The Supreme Court has "consistently imposed strict standards for the termination of parental rights." In re Guardianship of K.H.O., 161 N.J. 337, 347 (1999). When seeking the termination of a parent's rights pursuant to N.J.S.A. 30:4C-15.1(a)(1-4), the Division has the burden of establishing, by clear and convincing proof, the following factors:

(1) The child's safety, health or development has been or will continue to be endangered by the parental relationship;
 
(2) The parent is unwilling or unable to eliminate the harm facing the child or is unable or unwilling to provide a safe and stable home for the child and the delay of permanent placement will add to the harm. Such harm may include evidence that separating the child from his resource family parents would cause serious and enduring emotional or psychological harm to the child;

 
(3) The division has made reasonable efforts to provide services to help the parent correct the circumstances which led to the child's placement outside the home and the court has considered alternatives to termination of parental rights; and
 
(4) Termination of parental rights will not do more harm than good.

 

"Th[e]se four prongs are not discrete and separate, but relate to and overlap with one another to provide a comprehensive standard that identifies a child's best interests." F.M., supra, 211 N.J. at 448 (citations and internal quotation marks omitted).

"Parental rights, though fundamentally important, are not absolute.

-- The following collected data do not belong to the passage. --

PR #652, opened 2019-07-29
PHPLIB-417: countDocuments should use group with _id: 1

alcaeus:
https://jira.mongodb.org/browse/PHPLIB-417

### DIFF
--- a/src/Operation/CountDocuments.php
+++ b/src/Operation/CountDocuments.php
@@ -192,7 +192,7 @@ class CountDocuments implements Executable
             $pipeline[] = ['$limit' => $this->options['limit']];
         }
 
-        $pipeline[] = ['$group' => ['_id' => null, 'n' => ['$sum' => 1]]];
+        $pipeline[] = ['$group' => ['_id' => 1, 'n' => ['$sum' => 1]]];
 
         $cmd = [
             'aggregate' => $this->collectionName,


lindelius:
Isn't this just going to return either 1 or 0, though?

alcaeus:
> Isn't this just going to return either 1 or 0, though?

The `countDocuments` helper doesn't rely on collection metadata to return a document count, but rather runs an aggregation pipeline containing a `$group` pipeline stage to count the documents. In this case, we're grouping by the value `1`, which will cause the `$group` stage to emit a single document with the `n` field containing the number of documents that were emitted from the previous `$match`, `$skip`, and `$limit` stages.

lindelius:
Is the ”output a single document” functionality being changed to `1` from `null`? The shell documentation is still using `null` in the examples

alcaeus:
The motivation for the change is explained in https://github.com/mongodb/specifications/pull/504:
> The $group stage of an aggregation pipeline can use any constant to achieve the group-for-all effect. Switching to using 1 as a constant, to avoid test runner issues associated with null values

This has no implications on the result or on whether you should use `null` or `1` when doing such a `$group` aggregation yourself. In our case the change is necessary to pass the spec tests once adding support for retryable reads.

The "output a single document" functionality is not tied to anything: this is a side effect of using `$group` with a constant value for `_id`, no matter what this constant value is. You might as well use `_id: 'The quick brown fox jumps over the lazy dog'`.

lindelius:
Ok! Thanks for clarifying. I was under the impression that this was only for when setting the `_id` field to `null`.

alcaeus:
> It’s propbably not your table, but it would be useful to update the documentations to read ”constant value” rather than ”null” for the examples etc.

I don't know which table you are referring to. A quick search led me to the [documentation for `$group`](https://docs.mongodb.com/manual/reference/operator/aggregation/group/), which states:
> The _id field is mandatory; however, you can specify an _id value of null, or any other constant value, to calculate accumulated values for all the input documents as a whole.

jmikola:
@lindelius: Nothing to worry about on your end (or any other application). For purposes of `$group`, _any_ constant value (provided it's not some special operator/expression) should provide the same effect of grouping into a single accumulation bucket.

The impetus for this change was that several internal [specification](https://github.com/mongodb/specifications) tests had trouble asserting outgoing commands because those same tests often use `null` to signify that a field should _not_ exist in the document, rather than asserting that it contains a BSON null value.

The constitutional protection surrounding family rights is tempered by the State's parens patriae responsibility to protect the welfare of children." K.H.O., supra, 161 N.J. at 347 (1999) (citing In re Guardianship of J.C., 129 N.J. 1, 10 (1992)).

In his written decision terminating both parents' parental rights, Judge Conte noted that neither L.Z. nor B.S. offered any expert testimony to rebut Dr. Winston's conclusions. Under the first prong of N.J.S.A. 30:4C-15.1(a), the judge explained that neither L.Z. nor B.S. had successfully addressed their alcohol abuse and had remained together in spite of the continuing domestic violence between them.

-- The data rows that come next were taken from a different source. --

PR #658, opened 2019-08-01
PHPLIB-242: Refactor command operations to use field path syntax for type maps 

alcaeus:
This adds a new internal function to modify a type map given to a command and add a `fieldPath` type for the given path. This is used in the `Aggregate`, `Distinct`, `FindAndModify`, and `MapReduce` operations to avoid manually applying the type map to the results. Any pre-existing field paths are prefixed with the internal field path to ensure consistent results. If a user already passes a type for the field path for the given operation, it is not overwritten as I assume the user "knows what they are doing". The root type is always set to `object`; otherwise the user would be able to break internal functionality by changing the root type. I'm not sure whether the name of the function is appropriate to convey what the function is doing; I'm open to suggestions in this regard.


src/functions.php
```diff
@@ -241,3 +242,41 @@ function recursive_copy($element) {
...
+ * An existing type map for the given field path will not be overwritten
+ *
+ * @internal
+ * @param array  $typeMap   The existing typeMap
+ * @param string $fieldPath The field path to apply the root type to
+ * @return array
+ */
+function create_field_path_type_map(array $typeMap, $fieldPath)
+{
+    if (isset($typeMap['root']) && ! isset($typeMap['fieldPaths'][$fieldPath])) {
```
jmikola: Should we skip this just because the user has specified both a custom `root` type _and_ happens to have specified our internal field path in their own `fieldPaths` option?

For instance, if we're using this with FindAndModify and the user specified a custom type for the `value` field path, I imagine we should just move that to the `value.value` field path. And independent of that, whatever the user specifies for `root` can always can always be assigned to `$typeMap['fieldPaths'][$fieldPath]` at the end (as you do later in the function).

I wonder if it'd make sense to just handle these independently.

tests/FunctionsTest.php
```diff
@@ -135,4 +169,53 @@ public function provideMapReduceOutValues()
...
+                ['document' => 'array', 'root' => 'object'],
+                ['document' => 'array'],
+            ],
+            'No field path' => [
+                ['root' => 'object', 'fieldPaths' => ['field' => 'array']],
+                ['root' => 'array'],
+            ],
+            'Field path exists' => [
+                ['root' => 'object', 'fieldPaths' => ['field' => 'object']],
+                ['root' => 'array', 'fieldPaths' => ['field' => 'object']],
```
jmikola: Related to my earlier comments on `create_field_path_type_map()`, I think this is where we'd expect:

```
[
    'root' => 'object',
    'fieldPaths' => [
        'field' => 'array',
        'field.field' => 'object',
    ],
]
```

At least I believe that's how this would have worked previously with TypeMapArrayIterator. It's quite possible we never had tests combining `fieldPaths` with TypeMapArrayIterator, since the class predated that extension feature.

src/functions.php
alcaeus: You are correct. The helper function now always nests all pre-existing field paths to prefix them with the given field path. It also applies an `object` type for the `root` key, and an `array` type for the `array` key if the given field path ends in `.$`. This was added because the Aggregate, Distinct, and MapReduce operations expect an array of results instead of an iterator. We may always optimise this further down the road by returning an iterator directly instead of wrapping the results after the call. For now, this works just fine though.

src/Operation/FindAndModify.php
```diff
@@ -216,21 +216,14 @@ public function execute(Server $server)
...
 
         $cursor = $server->executeWriteCommand($this->databaseName, new Command($this->createCommandDocument($server)), $this->createOptions());
-        $result = current($cursor->toArray());
-
-        if ( ! isset($result->value)) {
-            return null;
-        }
-
-        if ( ! is_object($result->value)) {
-            throw new UnexpectedValueException('findAndModify command did not return a "value" document');
```
kvwalker: Do we no longer need to throw this exception?

alcaeus: `findAndModify` will either return a document or `null` depending on the operation and matched values. We're guarding against a missing `value` property in the return statement, but from what I can see we don't need to guard against non-object values being returned from `findAndModify`.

With regard to prongs two and three, Judge Conte delineated the programs offered both parents by the Division. Although L.Z. cooperated to a large extent with all of the services, she was unable to remediate her problems. B.S. showed little cooperation and continued to drink to excess and engage in domestic violence.

Regarding prong four, Judge Conte noted that Billy was securely bonded to his aunt and uncle and not his parents. A court should only appoint a caregiver as a Kinship Legal Guardian if "adoption of the child is neither feasible nor

likely; and . . . awarding kinship legal guardianship is in the child's best interests." N.J.S.A. 3B:12A-6(d)(3)-(4). See also N.J.S.A. 3B:12A-1 to -7; N.J. Div. of Youth & Family Servs. v. S.V., 362 N.J. Super. 76, 86-88 (App. Div. 2003). Kinship Legal Guardianship was not an alternative to terminating parental rights because L.Z.'s relative resource parents were prepared to adopt Billy. N.J. Div. of Youth & Family Servs. v. T.I., 423 N.J. Super. 127, 137 (App. Div. 2011).

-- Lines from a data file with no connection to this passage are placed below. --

PR #659, opened 2019-08-05
PHPLIB-461: Fix functional tests for change streams on sharded clusters

alcaeus:
https://jira.mongodb.org/browse/PHPLIB-461

Due to the way `getMore` works on sharded clusters, we can't rely on the first `getMore` call after an insert to return the data we expect. I'll quote the response from the query team to my questions about why `getMore` behaves this way.

> First, it will be useful to understand the semantics of `getMore` on a tailable `awaitData` cursor such as that created by `$changeStream`:
> 1. If there are documents available when the `getMore` starts running, then `getMore` will read up to `batchSize` OR `EOF`, whichever comes first. It will then return immediately without waiting for any further results.
> 2. If there are no documents available when the `getMore` starts running, it will wait up to the specified `awaitData` timeout to see if any documents become available.
> 3. If documents become available while the `getMore` is waiting, it will adopt the behaviour outlined in (1). In other words: once the `getMore` has obtained at least one result, it cancels its `awaitData` timeout and does not wait again.
> 
> The second thing to understand is the behaviour of change streams in a sharded cluster. For reasons [outlined in this comment](https://jira.mongodb.org/browse/SERVER-36526?focusedCommentId=1972933&page=com.atlassian.jira.plugin.system.issuetabpanels%3Acomment-tabpanel#comment-1972933), change streams must open a cursor on every shard even when monitoring an unsharded collection. Because each change stream is globally-sorted, it cannot return result A from shard X until it has obtained at least one result from every other shard that sorts **later than** result A. In other words, it cannot return A to the client until every other shard has promised that they will never produce a result that sorts before A. To guard against the possibility that one or more shards never return any results, each shard has a no-op writer that updates its oplog every `periodicNoopIntervalSecs` seconds. This allows the shard to return a high-water-mark promising that it will never return a future result which sorts before that point, so we are guaranteed that the change stream will eventually be allowed to return result A to the client.

With an `maxAwaitTimeMS` of 500 ms we stay below the minimum `periodicNoopIntervalSecs` of 1 second, which can cause our `getMore` commands on shards without data to time out before a no-op is read from the oplog. One way to solve this would be to increase the `maxAwaitTimeMS` to a value above 1000 ms to ensure that `getMore` calls don't time out before another no-op is written, but this causes tests to be significantly slower. Furthermore, we should never make any assumptions as to what batch a change stream event is returned in, only that it will eventually be returned in the correct order. To ensure the tests don't unnecessarily fail on sharded clusters, they will now execute multiple `getMore` calls if necessary, only failing if a given number (currently 5) of `getMore` calls fails to return any data. This was also necessary since resume operations would still yield empty batches on the initial call to `aggregate`.

This PR also contains a workaround for [PHPC-1419](https://jira.mongodb.org/browse/PHPC-1419), where a `NonResumableChangeStreamError` error label is not applied to the `ServerException` create for a `ChangeStreamFatalError`. This causes the iterator to repeatedly retry resuming the change stream for an unresumable error. This workaround can be removed once the above issue was fixed.

### DIFF
--- a/tests/FunctionalTestCase.php
+++ b/tests/FunctionalTestCase.php
@@ -336,9 +336,6 @@ abstract class FunctionalTestCase extends TestCase
                 if (! $this->isShardedClusterUsingReplicasets()) {
                     $this->markTestSkipped('$changeStream is only supported with replicasets');
                 }
-
-                // Temporarily skip tests because of an issue with change streams in the driver
-                $this->markTestSkipped('$changeStreams currently don\'t on replica sets');
                 break;
 
             case Server::TYPE_RS_PRIMARY:
--- a/tests/Operation/WatchFunctionalTest.php
+++ b/tests/Operation/WatchFunctionalTest.php
@@ -3,6 +3,7 @@
 namespace MongoDB\Tests\Operation;
 
 use Closure;
+use Iterator;
 use MongoDB\BSON\TimestampInterface;
 use MongoDB\ChangeStream;
 use MongoDB\Driver\Cursor;
@@ -19,6 +20,7 @@ use MongoDB\Operation\DatabaseCommand;
 use MongoDB\Operation\InsertOne;
 use MongoDB\Operation\Watch;
 use MongoDB\Tests\CommandObserver;
+use PHPUnit\Framework\ExpectationFailedException;
 use ReflectionClass;
 use stdClass;
 use Symfony\Bridge\PhpUnit\SetUpTearDownTrait;
@@ -71,8 +73,7 @@ class WatchFunctionalTest extends FunctionalTestCase
         $this->insertDocument(['x' => 1]);
         $this->insertDocument(['x' => 2]);
 
-        $changeStream->next();
-        $this->assertTrue($changeStream->valid());
+        $this->advanceCursorUntilValid($changeStream);
         $this->assertSameDocument($changeStream->current()->_id, $changeStream->getResumeToken());
 
         $changeStream->next();
@@ -81,8 +82,7 @@ class WatchFunctionalTest extends FunctionalTestCase
 
         $this->insertDocument(['x' => 3]);
 
-        $changeStream->next();
-        $this->assertTrue($changeStream->valid());
+        $this->advanceCursorUntilValid($changeStream);
         $this->assertSameDocument($changeStream->current()->_id, $changeStream->getResumeToken());
     }
 
@@ -134,23 +134,21 @@ class WatchFunctionalTest extends FunctionalTestCase
         $this->insertDocument(['x' => 1]);
         $this->insertDocument(['x' => 2]);
 
-        $events = [];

Judge Conte's findings are based on "adequate, substantial and credible evidence." N.J. Div. of Youth & Family Servs. v. Z.P.R., 351 N.J. Super. 427, 433 (App. Div. 2002) (citation omitted).

Affirmed.

 

 


1 On June 29, 2012, the Governor signed into law A-3101, which reorganizes the Department of Children and Families, which includes the renaming of the Division as the Division of Child Protection and Permanency. L. 2012, c. 16, eff. June 29, 2012.


2 We use a fictitious name to preserve the child's anonymity.


3 "A 'Dodd removal' refers to the emergency removal of a child from the home without a court order, pursuant to the Dodd Act, which, as amended, is found at N.J.S.A. 9:6-8.21 to -8.82. The Act was authored by former Senate President Frank J. 'Pat' Dodd in 1974." N.J. Div. of Youth & Family Servs. v. P.W.R., 205 N.J. 17, 26 n.11 (2011) (quoting N.J. Div. of Youth & Family Servs. v. N.S., 412 N.J. Super. 593, 609 n.2 (App. Div. 2010)).